— YOUR GOAL —
Copy nothing but the lines below running from the line containing "ajpallares: Right. Good question 🤔" through the line containing "Normally, release branches", both end lines included.

--- GIVEN DATA Enclosed Below ---

PR #1629, opened 2026-02-12
Enable pod update retry for bump-phc branches

facumenzella:
## Summary

Fixes the pod update retry logic from #1618 to also apply to `bump-phc/*` branches.

### Problem
The retry logic was only enabled for `release/*` branches in the deploy workflow, but PHC bump PRs run on `bump-phc/*` branches using the test workflow where retry was not enabled.

### Changes
- Added `bump-phc-branches` alias to match `bump-phc/*` branches
- Added `exclude-bump-phc-branches` alias to exclude them from regular test runs
- Test workflow now runs CocoaPods integration tests:
  - **Without retry** on regular branches (fast fail)
  - **With retry** on `bump-phc/*` branches (handles propagation delays)

### Related
- Fixes CI failures on #1628
- Follow-up to #1618

🤖 Generated with [Claude Code](https://claude.ai/code)

PR #1618, opened 2026-02-06
Add pod update with retry for CocoaPods propagation issues

facumenzella:
## Summary

Adds retry logic for `pod update` in iOS/macOS integration tests to handle CocoaPods CDN propagation delays during PHC bumps.

### Changes
- New `pod-update-with-retry` command with configurable retries (default: 5 retries, 5 min wait)
- Added `enable_retry` parameter to `ios-integration-test-cocoapods` and `macos-integration-test-cocoapods` jobs
- Retry is only enabled in `deploy` workflow (release branches) where PHC bumps run

### How it works
- On regular CI runs: `pod update --repo-update` runs once (no retry)
- On release branches (PHC bumps): retries up to 5 times with 5-minute waits for CocoaPods propagation

Closes https://github.com/RevenueCat/sdks-circleci-orb/pull/29

🤖 Generated with [Claude Code](https://claude.ai/code)

PR #1663, opened 2026-03-05
Fix CocoaPods retry job names breaking GitHub required checks

ajpallares:
## Summary

- Fixes CocoaPods integration test jobs reporting different names on `bump-phc/*` branches, which broke GitHub required checks.
- Instead of duplicating jobs with branch filters (introduced in #1629), the `pod-update-with-retry` command now auto-detects `bump-phc/*` branches at runtime and enables retry accordingly.
- Removes the now-unused `bump-phc-branches` / `not-bump-phc-branches` aliases and the `enable_retry` parameter from jobs and command.
- Removes unnecessary retry for `release/*` branches, since they don't run right after a new PHC version is published.

## Related

- Simplifies the approach from #1629
- Original retry mechanism added in #1618

### DIFF
--- a/.circleci/config.yml
+++ b/.circleci/config.yml
@@ -233,7 +233,7 @@ commands:
           working_directory: << parameters.working_directory >>
           command: |
             enable_retry=false
-            if [[ "$CIRCLE_BRANCH" == bump-phc/* ]] || [[ "$CIRCLE_BRANCH" == release/* ]]; then
+            if [[ "$CIRCLE_BRANCH" == bump-phc/* ]]; then
               enable_retry=true
             fi
 


.circleci/config.yml
```diff
@@ -247,7 +232,11 @@ commands:
           name: Pod update
           working_directory: << parameters.working_directory >>
           command: |
-            enable_retry=<< parameters.enable_retry >>
+            enable_retry=false
+            if [[ "$CIRCLE_BRANCH" == bump-phc/* ]] || [[ "$CIRCLE_BRANCH" == release/* ]]; then
```
tonidero: I do wonder why this is needed for release branches? Don't think we should be updating pods there? Not sure if it refers to pushing new pods?

tonidero (approved):
Just a question but looks good to me. Thank you!!

.circleci/config.yml
ajpallares: Right. Good question 🤔 

Normally, release branches don't happen right after PHC gets released, so they wouldn't need the retries for CocoaPods, it would seem.

@facumenzella do you remember why it was originally enabled for release branches in https://github.com/RevenueCat/purchases-flutter/pull/1618?

facumenzella: I think my goal was to reuse it. And since flutter uses its own thing, this was the easiest. BUT, I agree it shouldn't be needed for releases

facumenzella: Let's take it out

ajpallares: Okay!

Good catch @tonidero, btw

ajpallares: Done in https://github.com/RevenueCat/purchases-flutter/pull/1663/commits/e162b7af58913fdbb18240cc2e51c8a582a341d3

Now only `bump-phc` branches get retries
```
            enable_retry=false
            if [[ "$CIRCLE_BRANCH" == bump-phc/* ]]; then
              enable_retry=true
            fi
```

PR #1679, opened 2026-03-12
Add trackCustomPaywallImpression API

rickvdl:
## Summary
- Expose `trackCustomPaywallImpression` as a public API in Flutter
- Support optional `paywallId` and `offeringId` parameters via `CustomPaywallImpressionParams`
- If `offeringId` is not provided, the SDK uses the current offering identifier from the cache
- Pass full arguments dictionary to PHC on both iOS and Android instead of unpacking individual fields
- Add purchase tester screen with text fields for paywall ID and offering ID

## Changes
- **Dart:** `CustomPaywallImpressionParams` with `paywallId` and `offeringId`
- **iOS bridge:** Pass arguments dictionary directly to `[RCCommonFunctionality trackCustomPaywallImpression:]`
- **Android bridge:** Pass arguments map directly to `CommonKt.trackCustomPaywallImpression()`
- **Tests:** Unit tests for all parameter combinations
- **API tester:** Compile-time verification of all API shapes
- **Purchase tester:** Screen with text fields for paywall ID and offering ID

### Related PRs
- purchases-hybrid-common: https://github.com/RevenueCat/purchases-hybrid-common/pull/1565
- react-native-purchases: https://github.com/RevenueCat/react-native-purchases/pull/1679
- purchases-unity: https://github.com/RevenueCat/purchases-unity/pull/869
- purchases-capacitor: https://github.com/RevenueCat/purchases-capacitor/pull/725

### DIFF
--- a/android/src/main/java/com/revenuecat/purchases_flutter/PurchasesFlutterPlugin.java
+++ b/android/src/main/java/com/revenuecat/purchases_flutter/PurchasesFlutterPlugin.java
@@ -385,8 +385,7 @@ public class PurchasesFlutterPlugin implements FlutterPlugin, MethodCallHandler,
                 getCachedVirtualCurrencies(result);
                 break;
             case "trackCustomPaywallImpression":
-                String paywallId = call.argument("paywallId");
-                trackCustomPaywallImpression(paywallId, result);
+                trackCustomPaywallImpression(call.arguments(), result);
                 break;
             default:
                 result.notImplemented();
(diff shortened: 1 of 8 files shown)


android/src/main/java/com/revenuecat/purchases_flutter/PurchasesFlutterPlugin.java
```diff
@@ -384,6 +384,10 @@ public void onMethodCall(@NonNull MethodCall call, @NonNull Result result) {
             case "getCachedVirtualCurrencies":
                 getCachedVirtualCurrencies(result);
                 break;
+            case "trackCustomPaywallImpression":
+                String paywallId = call.argument("paywallId");
```
tonidero: Similar to capacitor, could be interesting to move the parsing of the parameters to PHC, so it's all unified in a single place (same in iOS). But I think this does work for now :)

lib/purchases_flutter.dart
```diff
@@ -1380,6 +1380,33 @@ class Purchases {
     return VirtualCurrencies.fromJson(Map<String, dynamic>.from(result));
   }
 
+  ///================================================================================
+  /// Custom Paywall Tracking
+  ///================================================================================
+
+  /// **Experimental**: This API is experimental and may be changed or removed
```
tonidero, line 1387: I guess this is not really enforced in any way... So my thinking is that we shouldn't consider this experimental and if we need to do a breaking change, deprecate instead... But yeah I don't think this should remain experimental for long in any case.

rickvdl: Removed the experimental annotation here as discussed :)

android/src/main/java/com/revenuecat/purchases_flutter/PurchasesFlutterPlugin.java
rickvdl: Done!

PR #1750, opened 2026-05-11
feat: ad tracking API

peterporfy:
## Summary

Adds five new methods to track ad lifecycle events through RevenueCat, exposed via `Purchases.adTracker`:

- `Purchases.adTracker.trackAdDisplayed(AdDisplayedData)`
- `Purchases.adTracker.trackAdOpened(AdOpenedData)`
- `Purchases.adTracker.trackAdLoaded(AdLoadedData)`
- `Purchases.adTracker.trackAdRevenue(AdRevenueData)`
- `Purchases.adTracker.trackAdFailedToLoad(AdFailedToLoadData)`

All methods and types are annotated `@experimental`.

## Key decisions

**`PurchasesAdTracker` singleton** — methods are grouped on `Purchases.adTracker` (private constructor, defined in the same file as `Purchases` to share `_channel`) rather than as flat static methods on `Purchases`. Matches the pattern used in other SDKs.

**Flat separate data classes** — `AdDisplayedData`, `AdOpenedData`, `AdLoadedData`, `AdRevenueData`, `AdFailedToLoadData` are independent types rather than a shared base class. Mirror the iOS and Android SDK design: identical fields today, kept separate for semantic clarity.

**Typed wrappers** — `AdMediatorName`, `AdFormat`, `AdRevenuePrecision` are open-ended value types with predefined constants, not enums. Matches the native SDK pattern since ad networks and formats aren't a closed set.

**`trackAdFailedToLoad` has no `impressionId` or `networkName`** — consistent with PHC: a failed load produces neither an impression nor a serving network; `mediatorErrorCode` is added instead.

**iOS availability guard** — `@available(iOS 15.0, tvOS 15.0, macOS 12.0, watchOS 8.0, *)` matches PHC's own guard; logs a warning on older OS versions.

## Testing

- API surface covered by `api_tester` (compile-time shape checks)
- Method channel wiring covered by unit tests
- Manually tested with a companion Flutter sample app (google_mobile_ads, all 5 ad formats)

---

> [!NOTE]
> **Medium Risk**
> New experimental public API and ad revenue event forwarding to native SDKs; low direct purchase/auth impact but incorrect payloads could skew analytics.
> 
> **Overview**
> Adds an **experimental** ad lifecycle analytics surface on **`Purchases.adTracker`**, with five events: displayed, opened, loaded, revenue, and failed-to-load. Each call takes a dedicated payload type (`AdDisplayedData`, `AdRevenueData`, etc.) serialized via `toMap()` over the existing method channel to **Purchases Hybrid Common** on **Android** and **iOS** (iOS 15+; older OS versions log and no-op). **Web** treats these channel methods as no-ops.
> 
> New **open-ended** value types (`AdMediatorName`, `AdFormat`, `AdRevenuePrecision`) mirror native SDKs; `AdFailedToLoadData` omits impression/network fields and supports optional `mediatorErrorCode`. API shape is locked by **api_tester** compile checks and **unit tests** for channel arguments; `meta` is added for `@experimental`.
> 
> <sup>Reviewed by [Cursor Bugbot](https://cursor.com/bugbot) for commit 515a8a78f978228c6ab09e60911f176e9e0b2d9e. Bugbot is set up for automated code reviews on this repo. Configure [here](https://www.cursor.com/dashboard/bugbot).</sup>


api_tester/lib/api_tests/purchases_flutter_api_test.dart
```diff
@@ -634,6 +634,53 @@ class _PurchasesFlutterApiTest {
         await Purchases.getCachedVirtualCurrencies();
   }
 
+  void _checkTrackAdDisplayed() {
+    Future<void> future = Purchases.trackAdDisplayed(const AdDisplayedData(
```
tonidero: I know this is in line with what we're doing in other APIs, but to avoid bloating the `Purchases` API, I think it would be ideal to keep the ad methods within a separate object, like we're doing in the natives, even if they remain static methods, so these can be for example something like: 
- `Purchases.AdTracker.trackAdDisplayed` (in a namespace if possible) or 
- `PurchasesAdTracker` (if not possible to namespace). 
 
I understand this is a bit trickier... But I think it could help to avoid some bloating issues. I also think it's fine even if internally we need to reuse the same channel to communicate with the kotlin/swift layer. Lmk what you think! 🙏

lib/models/ad_displayed_data.dart
```diff
@@ -0,0 +1,29 @@
+import 'ad_format.dart';
+import 'ad_mediator_name.dart';
+
+class AdDisplayedData {
```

--- End of Enclosed GIVEN DATA ---

— TASK RESPONSE —
ajpallares: Right. Good question 🤔 

Normally, release branches don't happen right after PHC gets released, so they wouldn't need the retries for CocoaPods, it would seem.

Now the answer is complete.